Listen to this story
A team of researchers from the University of California, Berkeley, have introduced an approach to teaching robots how to walk in under 60 minutes. This technique is different from the conventional deep reinforcement learning practices in a way that in this technique, robots can be trained without simulators. Named “DayDreamer: World Models for Physical Robot Learning”, this project is led by Philipp Wu, Alejandro Escontrela, Danijar Hafner, Ken Goldberg and Pieter Abbeel. As per the authors, the Dreamer algorithm could learn from small amounts of interaction through planning in a learned world model and, in turn, outperform pure reinforcement learning in video games.
DayDreamer: A different approach to reinforcement learning
One of the fundamental challenges that robotics has struggled with is imbibing in robots the capability to solve complex tasks in real-world scenarios. Deep reinforcement learning (RL) is a popular method that enables robots to learn through trial and error. Current algorithms based on reinforcement learning require too much interaction with a simulated environment to learn successful behaviours, making them impractical for many real-world tasks.

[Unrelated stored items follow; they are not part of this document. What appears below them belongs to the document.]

PR #3059, opened 2023-05-06
Add inference api docs

andrewm4894:
- add inference api docs to docs site.
- add instructions for manually updating them.
- add title to inference server fast api app so it shows up properly in the docs.

Ends up looking like below where docusaurus just handles the multiple *-openapi.json pretty well

image


olliestanley (approved):
This will be really great especially for new contributors working with inference, thank you!

andrewm4894:
Planning on making another go at trying to automate the update of the api docs (via the api contract tests workflow) too. Will try get to that next.

inference/server/oasst_inference_server/settings.py
```diff
@@ -10,6 +10,7 @@ def split_keys_string(keys: str | None):
 
 
 class Settings(pydantic.BaseSettings):
+    PROJECT_NAME: str = "open-assistant inference server"
```
andreaskoepf, line 13: all other settings are lower-snake-case .. maybe we should be consistent here and make it `project_name`?

melvinebenezer (approved):
apart from the lower-snake-case comment. LGTM

inference/server/oasst_inference_server/settings.py
andrewm4894: Yeah, was just copying the equivalent in the backend code as close as possible that's only reason I did this way. No strong feelings either way.

PR #3070, opened 2023-05-07
Plugins fixes

draganjovanovich:
This PR addresses the following fixes and modifications:
- Some plugin url-s are with text/json content_type so downloading and parsing fails. This is now fixed with content_type check + using response.text()  + json.loads
- Some plugins openapi specifications don't have operation-id so tool name becomes "", I now added a fallback to endpoint.path if that is the case.
- Some plugins do not have the full openapi spec URL specified in their description, so parsing of it fails. This is now fixed with the detection of such cases and than merging plugins config url + openapi spec path.
- If users add a bunch of plugins, there was no height or scrolling inside of a PluginChooser dropdown, this is fixed now. (will leave this out as #3050 already solves this)

### DIFF
--- a/website/src/components/Chat/PluginsChooser.tsx
+++ b/website/src/components/Chat/PluginsChooser.tsx
@@ -130,8 +130,8 @@ export const PluginsChooser = ({ plugins }: { plugins: PluginEntry[] }) => {
             </Box>
           )}
         </MenuButton>
-        <Box position="fixed" zIndex="1">
-          <MenuList left="-150px" position="absolute" w="280px">
+        <Box position="fixed" zIndex="2">
+          <MenuList left="-150px" position="absolute" w="280px" h="400px" overflowY="auto">
             <RadioGroup value={plugins?.findIndex((plugin) => plugin.enabled).toString()}>
               {plugins?.map((plugin, index) => (
                 <MenuItem key={index}>
--- a/website/src/components/Chat/PluginsChooser.tsx
+++ b/website/src/components/Chat/PluginsChooser.tsx
@@ -130,8 +130,8 @@ export const PluginsChooser = ({ plugins }: { plugins: PluginEntry[] }) => {
             </Box>
           )}
         </MenuButton>
-        <Box position="fixed" zIndex="2">
-          <MenuList left="-150px" position="absolute" w="280px" h="400px" overflowY="auto">
+        <Box position="fixed" zIndex="1">
+          <MenuList left="-150px" position="absolute" w="280px">
             <RadioGroup value={plugins?.findIndex((plugin) => plugin.enabled).toString()}>
               {plugins?.map((plugin, index) => (
                 <MenuItem key={index}>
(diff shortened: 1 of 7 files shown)


AbdBarho:
For the frontend part: I would wait until #3050 is merged, since fixing conflicts here is easier.

website/src/components/Chat/PluginsChooser.tsx
```diff
@@ -130,8 +130,8 @@ export const PluginsChooser = ({ plugins }: { plugins: PluginEntry[] }) => {
             </Box>
           )}
         </MenuButton>
-        <Box position="fixed" zIndex="1">
-          <MenuList left="-150px" position="absolute" w="280px">
+        <Box position="fixed" zIndex="2">
+          <MenuList left="-150px" position="absolute" w="280px" h="400px" overflowY="auto">
```
notmd, line 134: Can you revert this? Already fixed in my PR

Bensolz: are plugins actually released yet since i cant select any in the chat window

draganjovanovich: Yes, plugins are working in prod. You would need to past URL of some plugins, you could check out inference/worker/plugins.md for more info

yk: we could put a link to the docs into the frontend

Bensolz: thanks having some problems with wolfram alpha though it always gives errors back when the assistant trys to use it  any tips?

draganjovanovich: I will update plugin doc, a bit, and leave frontend update to notmd(#3050), he already will be including some labels and hover on descriptions fot plugins.

draganjovanovich: > thanks having some problems with wolfram alpha though it always gives errors back when the assistant trys to use it any tips?

wolfram is behind auth, and only available for openai atm, we are waiting from them to update cloud llm api, so we get api key from them.

Bensolz: ah i see also i saw you demo the web search and calculator plugin is there currently any way to use those?

olliestanley (approved):

website/src/components/Chat/PluginsChooser.tsx
draganjovanovich: Unfortunately, those plugins were local only for my dev and testing, but here you can checkout my boilerplate plugin.
https://github.com/draganjovanovich/web-retriever
and its hosted on this URL: https://web-retriever-draganjovanovich.vercel.app/ai-plugin.json

draganjovanovich: Yeah, first thing that would help immensely is ctx size increase.
btw, you could check out some of non authenticated plugins here:
https://www.getit.ai/gpt-plugins
And also on OA discord server, I posted quite a few cool ones, and also there are also a couple of OA community created already :))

For the daydreamer project, the researchers have applied the Dreamer algorithm to four robots to learn directly in the real world. They were able to overcome challenges like different action spaces, sensory modalities, and reward structures.
Sign up for your weekly dose of what's up in emerging technology.

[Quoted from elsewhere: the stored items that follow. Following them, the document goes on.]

PR #3075, opened 2023-05-07
Show hidden chats in chat list

AbdBarho:
Also removed outdated `initialChats` since we fetch everything client side now.

Desktop:

image

Mobile:

image

Currently only enabled in development since some features are still missing.

Blocked by #3050


website/src/types/Chat.ts
```diff
@@ -184,4 +184,5 @@ export interface GetChatsParams {
   limit?: number;
   before?: string;
   after?: string;
+  include_hidden?: string;
```
notmd, line 187: I think we should have an option to only show hidden chat, since include_hidden will result in all chats, we still have to make the UI to show whether the chat is hidden or not.

website/src/components/Chat/ChatListBase.tsx
```diff
@@ -78,19 +80,22 @@ export const ChatListBase = memo(function ChatListBase({
...
+          justifyContent="start"
+          colorScheme="blue"
+          borderRadius="lg"
+          mx="3"
+          onUpdated={handleCreateChat}
+          flexGrow="1"
+        >
+          {t("create_chat")}
+        </CreateChatButton>
+        {allowHiddenChats && <ChatHiddenSwitch onChange={setIncludeHidden} value={includeHidden} />}
```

The main contributions of the team are:
- A1 Quadraped – The researchers trained the robot directly in the end-to-end reinforcement learning setting without any simulators. They trained the Unitree A1 robot, consisting of 12 direct drive motors, from scratch. Within 10 minutes, the robot could adapt and learn to withstand external stimuli like pushing and pulling.
- UR5 Multi-Object visual pick and place – Robotic arms are trained to pick and place balls. The process involves locating the ball from third-person camera images, grasping them and moving them to the designated bin. Dreamer was able to reach an average pick rate of 2.5 objects per minute within 8 hours.

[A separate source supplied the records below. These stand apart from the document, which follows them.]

PR #3079, opened 2023-05-07
Allow to save custom preset

### LINKED ISSUE #3035: Allow to save custom preset

notmd:
fix #3035 
image


website/src/components/Chat/ChatConfigDesktop.tsx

- XArm visual pick and place – For XArm, the team used a third-person RealSense camera with RGB and depth modalities, as well as proprioceptive inputs for the robot arm, requiring the world model to learn sensor fusion along with proprioceptive inputs for the robot arm, needing the world model to learn sensor fusion. Here, a soft object is used instead of the ball, which is a challenge to simulate. XArm manages to complete the task in 10 hours.
- Sphero Navigation – This task consisted of the robot called Sphero Ollie navigating to a designated location through continuous actions, with the only sensory input being top-down RGB images. The robot identifies its position from pixels and infers its orientation with the help of a sequence of past images, and controls the robot from under-actuated motors that build up momentum over time. The Spero ollie learns this task in under 2 hours.
DayDreamer versus MIT’s Cheetah
Before the makers of DayDreamer, another group at MIT Improbable AI Lab worked on a similar project. This team developed mini-Cheetah, the then fastest moving quadrupled robot.
Cheetah’s controller is based on a neural network architecture that uses reinforcement learning to train in a simulation which is later transferred to the real world. The Cheetah’s performance is measured against two benchmarks: (i) an adaptive curriculum on velocity commands and (ii) an online system identification strategy for sim-to-real transfer leveraged from prior work.
This model could accumulate 100 days’ worth of experience on diverse terrains in three hours of actual time. Although this is three times the training time required for the Dreamer model, it is a substantial feat in the field of reinforcement learning.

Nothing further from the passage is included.